Wine Tasting 101 

Judging wines is not as easy as it looks

Snorting is allowed, slurping is acceptable, and spitting is encouraged in the classy art of wine tasting

I wore a dark shirt and dark pants to the seminar. It was my understanding that wine swirling was part of the course, and I wanted to walk out of that room without any visible stains.

It turned out that the swirling was elementary… a mere flick of the wrist and a quarter pivot counter-clockwise. My real concern turned out to be drool.

I confess to my shame, that the subtle differences between an $8 and an $80 bottle of wine are completely lost on me. I’m no connoisseur, but since I find myself buying more wine as I get older, it was high time to learn some of the fundamentals. Like beets, wine appreciation is an acquired taste. A little education doesn’t hurt either.

"When we talk about wine, it’s important to use the right words," says Mark Davidson, a sommelier for the award-winning Beach Side Café and the instructor of a seminar called Grape Beginnings: An Introduction to Wine Tasting, which was held as part of this year’s Cornucopia celebration. He also teaches Basic Certificate and Higher Certificate Wine & Spirit Education Trust Programs at the Dubrulle International Culinary and Hotel Institute of Canada, and helped found the Vancouver Wine Academy.

"There is a vocabulary to wine tasting that you learn over time that helps you to describe the little differences between wines. When someone asks you if you like the wine you’re drinking, you can say yes or no. But when someone asks you why you liked it, or why one wine you tried is better than another, it gets a little more difficult to qualify."

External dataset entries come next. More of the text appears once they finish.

Issue #479, opened 2022-09-26
Consider if account ID needs adding to budget


leighmcculloch:
In https://github.com/stellar/rs-soroban-env/pull/473 we added the account ID type, but left it's budgeting as nothing like the contract code type. This is in the fn `charge_for_new_host_object`. It's unclear to me if we want a budget for this? I think so, but rather than add it prematurely we've left it out and created this issue.

cc @sisuresh

PR #505, opened 2022-09-29
Add metering for `AccountId` and `ContractCode`

jayz22:
### What

Resolves https://github.com/stellar/rs-soroban-env/issues/479 for `AccountId`.
Plus `ContractCode`. 
Along with some minor fixes.

### Why

### Known limitations

[TODO or N/A]

### DIFF
--- a/soroban-env-host/src/host/metered_clone.rs
+++ b/soroban-env-host/src/host/metered_clone.rs
@@ -2,7 +2,7 @@ use crate::{
     budget::{Budget, CostType},
     host::Events,
     host::MeteredOrdMap,
-    xdr::{Hash, Uint256},
+    xdr::{AccountId, Hash, PublicKey, ScContractCode, Uint256},
     HostError,
 };
 use std::rc::Rc;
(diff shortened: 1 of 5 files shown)


soroban-env-host/src/host/metered_clone.rs
```diff
@@ -43,3 +43,21 @@ impl<K, V> MeteredClone for MeteredOrdMap<K, V> {
...
+            budget.charge(CostType::BytesClone, c.len() as u64)?;
+        }
+        Ok(self.clone())
+    }
+}
+
+impl MeteredClone for AccountId {
+    fn metered_clone(&self, budget: &Budget) -> Result<Self, HostError> {
+        match self.0 {
+            PublicKey::PublicKeyTypeEd25519(_) => budget.charge(CostType::BytesClone, 32 as u64)?,
```
leighmcculloch, line 59: Do we need to measure heap allocated vs not clones differently? At the moment we're bundling them into the same `BytesClone`, but it is likely to have some different cost.

The AccountId is a fixed size object that doesn't require any heap allocation, so the cost of using it is likely different to the cost of cloning the bytes of things like the wasm contract code.

cc @graydon 

(I say this with limited knowledge about how these things measure up in Rust. My experience with how stack allocated vs heap allocated data structures perform mostly comes from Go, which is likely to be very different. So I acknowledge I might be way off with this message and maybe they are the same cost.)

leighmcculloch (approved):
Looks straightforward to me. Thanks for fixing up the account id uses. When I added them (I think it was me) I didn't know if we should be measuring them or not.

I have one question, but I don't think it needs to block merging this change.

soroban-env-host/src/host/metered_clone.rs
jayz22: Hmm interesting point. I'm not sure about performance difference in heap vs non-heap clones in Rust, I'll defer that to Graydon. 
Regarding bundling them into the same type, it overestimates the cost by assuming the size is not fixed, which aligns with our goal so it should be ok.

PR #507, opened 2022-09-30
Add budget metering for the native token contract

jayz22:
### What

Resolves https://github.com/stellar/rs-soroban-env/issues/476

This PR turns out to be mostly just some minor changes + a bunch of comments on why things are covered. 
- Most of the operations in the token library are just wrapping existing host functions/objects where metering is already accounted for. 
- The new types introduced in `base_types.rs` and public_types.rs` contains just an `Object` (u64), so cloning are basically free. 
- The `transfer_account_balance` and `transfer_trustline_balance` contain some arithmetics which are simple enough to skip metering for now but may be needed in the future (if they get complex)

### Why

### Known limitations

[TODO or N/A]

### DIFF
--- a/soroban-env-host/src/host/data_helper.rs
+++ b/soroban-env-host/src/host/data_helper.rs
@@ -98,11 +98,11 @@ impl Host {
         Ok(buf)
     }
 
-    //TODO: metering!
+    // notes on metering: covers the byte cloning (write_xdr) for AlphaNum12 (worst case)
     pub fn id_preimage_from_asset(&self, asset: Asset) -> Result<Vec<u8>, HostError> {
         let pre_image = HashIdPreimage::ContractIdFromAsset(asset);
         let mut buf = Vec::new();
-        //self.charge_budget(CostType::BytesClone, 64)?; // key + salt
+        self.charge_budget(CostType::BytesClone, 44)?; // CreditAlphanum12: 12 bytes asset code + 32 bytes accountId
         pre_image
             .write_xdr(&mut buf)
             .map_err(|_| self.err_general("invalid preimage"))?;
--- a/soroban-env-host/src/host/data_helper.rs
+++ b/soroban-env-host/src/host/data_helper.rs
@@ -135,7 +135,7 @@ impl Host {
             account_id: self
                 .visit_obj(a, |id: &AccountId| Ok(id.metered_clone(&self.0.budget)?))?,
         });
-        self.visit_storage(|storage| match storage.get(&acc)?.data {
+        self.with_mut_storage(|storage| match storage.get(&acc)?.data {
             LedgerEntryData::Account(ae) => Ok(ae),
             _ => Err(self.err_general("not account")),
         })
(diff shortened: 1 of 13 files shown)


soroban-env-host/src/native_contract/base_types.rs
```diff
@@ -246,6 +248,13 @@ impl<const N: u32> BytesN<N> {
     }
 }
 
+impl<const N: u32> MeteredClone for BytesN<N> {
+    fn metered_clone(&self, budget: &Budget) -> Result<Self, HostError> {
+        budget.charge(CostType::BytesClone, N.into())?;
+        Ok(self.clone())
```
leighmcculloch, line 254: This `self.clone()` is not actually cloning anything host side, so I don't think we should be charging for it. If you see here this is the type, and it is just an `Object`, so when we clone we're just cloning a u64 value: https://github.com/stellar/rs-soroban-env/blob/0f2119839fb339e17bb592ea695317b3bf590127/soroban-env-host/src/native_contract/base_types.rs#L160-L161

leighmcculloch: I think this comment would apply to a lot of the types and clones in the native contract.

jayz22: Thanks @leighmcculloch, good catch! I updated it. 
In which case, there isn't really much changes left in this PR (which is great!) since most operations are trivial/already covered by the host.

soroban-env-host/src/host/data_helper.rs
```diff
@@ -98,11 +98,11 @@ impl Host {
         Ok(buf)
     }
 
-    //TODO: metering!
+    // notes on metering: covers the byte cloning (write_xdr) for AlphaNum12 (worst case)
     pub fn id_preimage_from_asset(&self, asset: Asset) -> Result<Vec<u8>, HostError> {
         let pre_image = HashIdPreimage::ContractIdFromAsset(asset);
         let mut buf = Vec::new();
-        //self.charge_budget(CostType::BytesClone, 64)?; // key + salt
+        self.charge_budget(CostType::BytesClone, 44)?; // CreditAlphanum12: 12 bytes asset code + 32 bytes accountId
```
leighmcculloch, line 105: Should we be using `size_of` to get the size of values? Ref: https://doc.rust-lang.org/std/mem/fn.size_of.html

soroban-env-host/src/native_contract/token/contract.rs
```diff
@@ -161,6 +164,7 @@ impl TokenTrait for Token {
             ClassicMetadata::AlphaNum12(asset) => {
                 //TODO: Better way to do this?
                 let mut code12 = [0u8; 12];
+                e.charge_budget(CostType::BytesClone, 12)?;
```
leighmcculloch, line 167: Is there a reason we can't use the len of the value we're measuring?
```suggestion
                e.charge_budget(CostType::BytesClone, code12.len())?;
```

leighmcculloch (approved):
Couple small questions, but they are more targeting the broader methods we're using to measure and not specific to this PR, so I'm approving and merging, but would be interested in your response @jayz22.

jayz22:
> Couple small questions, but they are more targeting the broader methods we're using to measure and not specific to this PR, so I'm approving and merging, but would be interested in your response @jayz22.

Thanks @leighmcculloch. I've realized some of these budget charges are repetitive (and easy to be done in a not consistent way) and addressed it in this [followup](https://github.com/stellar/rs-soroban-env/pull/510).

PR #510, opened 2022-09-30
Cleanup, consolidate metering for read/write_xdr

jayz22:
### What

Follow-up to https://github.com/stellar/rs-soroban-env/pull/507#pullrequestreview-1127202133

### Why

There are several `write_xdr` operations (and a couple `from_xdr`) which needs to be metered in the same way. It makes sense to create a shared pattern so they can be consolidated, and made sure being done consistently. 

### Known limitations

[TODO or N/A]


soroban-env-host/src/host/metered_xdr.rs
```diff
@@ -0,0 +1,28 @@
...
+        buf: &mut Vec<u8>,
+    ) -> Result<(), HostError> {
+        obj.write_xdr(buf)
+            .map_err(|_| self.err_general("failed to write xdr"))?;
+        // Notes on metering": "write first charge later" means we could potentially underestimate
+        // the cost by the largest sized host object. Since we are bounding the memory limit of a
+        // host object, it is probably fine.
+        // Ideally, `charge` should go before `write_xdr`, which would require us to either 1.
+        // make serialization an iterative / chunked operation. Or 2. have a XDR method to
+        // calculate the serialized size. Both would require non-trivial XDR changes.
```
leighmcculloch, line 20: It would nice to be able to do this, but realistically because XDR structures are nested, it would require mostly the same amount of work to calculate an accurate size as it would to just do the serialization. There a couple things we could do though, and one is very achievable today:

Put a `std::io::Write` implementation between the `buf` and the write_xdr function. The write_xdr function writes to a `std::io::Write`, which `Vec<u8>` just happens to implement. We can provide our own implementation that calls `charge_budget` as it goes along. You can do this today with just a few lines of code, and it would make the budget charging capability here much much safer.

jayz22: You mean reimplementing `std::io::write` for `Vec<u8>` to weave in budget charging? 
Or define a new type that contains `Vec<u8>` and implement `std::io::write` for it? 
The `HostError` in the return result might be an issue though.

leighmcculloch: I mean something like this:

```rust
struct MeteredWrite<'a, W>
where
    W: Write,
{
    pub host: &'a Host,
    pub w: &'a mut W,
}

impl<'a, W> Write for MeteredWrite<'a, W>
where
    W: Write,
{
    fn write(&mut self, buf: &[u8]) -> std::io::Result<usize> {
        self.host
            .charge_budget(CostType::ValSer, buf.len() as u64)?;
        self.w.write(buf)
    }

    fn flush(&mut self) -> std::io::Result<()> {
        self.w.flush()
    }
}
```

You're that passing the `HostError` from `charge_budget` back up through the reader might be a problem. What I would do here is write a conversion for `HostError: Into<std::io::Error>` that results in the `HostError` being materialized back as it was in `HostError: From<std::io::Error>`.

jayz22: Brilliant solution, thanks @leighmcculloch !

soroban-env-host/src/host/metered_xdr.rs
```diff
@@ -0,0 +1,45 @@
...
+        &self,
+        obj: &impl WriteXdr,
+        w: &mut Vec<u8>,
+    ) -> Result<(), HostError> {
+        let mut w = MeteredWrite { host: &self, w };
+        obj.write_xdr(&mut w)
+            .map_err(|_| self.err_general("failed to write xdr"))
+    }
+
+    pub(crate) fn metered_read_xdr<T: ReadXdr>(&self, bytes: &[u8]) -> Result<T, HostError> {
```
leighmcculloch, line 41: This is subtle but I'd name this `metered_from_xdr` so it matches the from_xdr fn name it is wrapping. Read_xdr and from_xdr has some different semantics in the XDR lib and it could be confusing if we mix the names here. I don't feel strongly though, it's a very minor detail.

soroban-env-host/src/host/error.rs
```diff
@@ -133,3 +133,9 @@ impl TryFrom<&HostError> for ScStatus {
         err.status.try_into()
     }
 }
+
+impl From<HostError> for std::io::Error {
+    fn from(e: HostError) -> Self {
+        std::io::Error::new(std::io::ErrorKind::Other, "host error")
```
leighmcculloch, line 139: Instead of passing a string in here you should be able to pass HostError as the second argument. Then in the reverse conversion we should make it pull the HostError out.

leighmcculloch (commented):
One thing to do with how the error is transmitted.

soroban-env-host/src/host/metered_xdr.rs
jayz22: Fixed.

soroban-env-host/src/host/error.rs
jayz22: I fixed passing in the HostError. However, I was having had a hard time pulling it out in `metered_from_xdr` (mostly Rust-related). For now I just used `err_general` and added a `TODO` comment there. I might spend a bit more time on it later. But this PR should be ok to merge without it.

jayz22: Fixed it.

soroban-env-host/src/host/metered_xdr.rs
```diff
@@ -0,0 +1,59 @@
...
+                        e3.clone()
+                    } else {
+                        self.err_general("failed to write xdr")
+                    }
+                } else {
+                    self.err_general("failed to write xdr")
+                }
+            }
+            _ => self.err_general("failed to write xdr"),
+        })
```
leighmcculloch, line 52: Oh this is nice. Fyi you can use the common `.source()` function on the Error rather than needing to match and get inner:
```suggestion
        obj.write_xdr(&mut w).map_err(|e| {
            if let Some(e2) = e.source() {
                if let Some(e3) = (*e2).downcast_ref::<HostError>() {
                    e3.clone()
                } else {
                    self.err_general("failed to write xdr")
                }
            } else {
                self.err_general("failed to write xdr")
            }
        })
```

leighmcculloch (approved):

We use three, maybe four senses, in the wine appraisal process; sight, smell, taste and sometimes touch – some palates are so advanced that the wine drinker can actually get a tactile sensation from the wine.

For any of these senses to have meaning, however, you have to understand a little about how wine is made. For example, wine that is aged longer or in warmer climates may appear darker in colour than new wines or wines that are produced in cold climates. This is important because wines that are darker because they were aged tend to be richer in taste, while wines that are dark because they were produced in a warm climate tend to be sweeter and fruitier because the fruit itself is usually sweeter and fruitier.

If it sounds complicated, that’s because it is – some people spend a lifetime acquiring the skills necessary to become a wine connoisseur. That’s also why every classy restaurant worth its stars has a sommelier (wine expert) on the payroll: when you have wine on the menu for $300, and a customer asks why they should shell out, an "I don’t know" is not going to close the deal.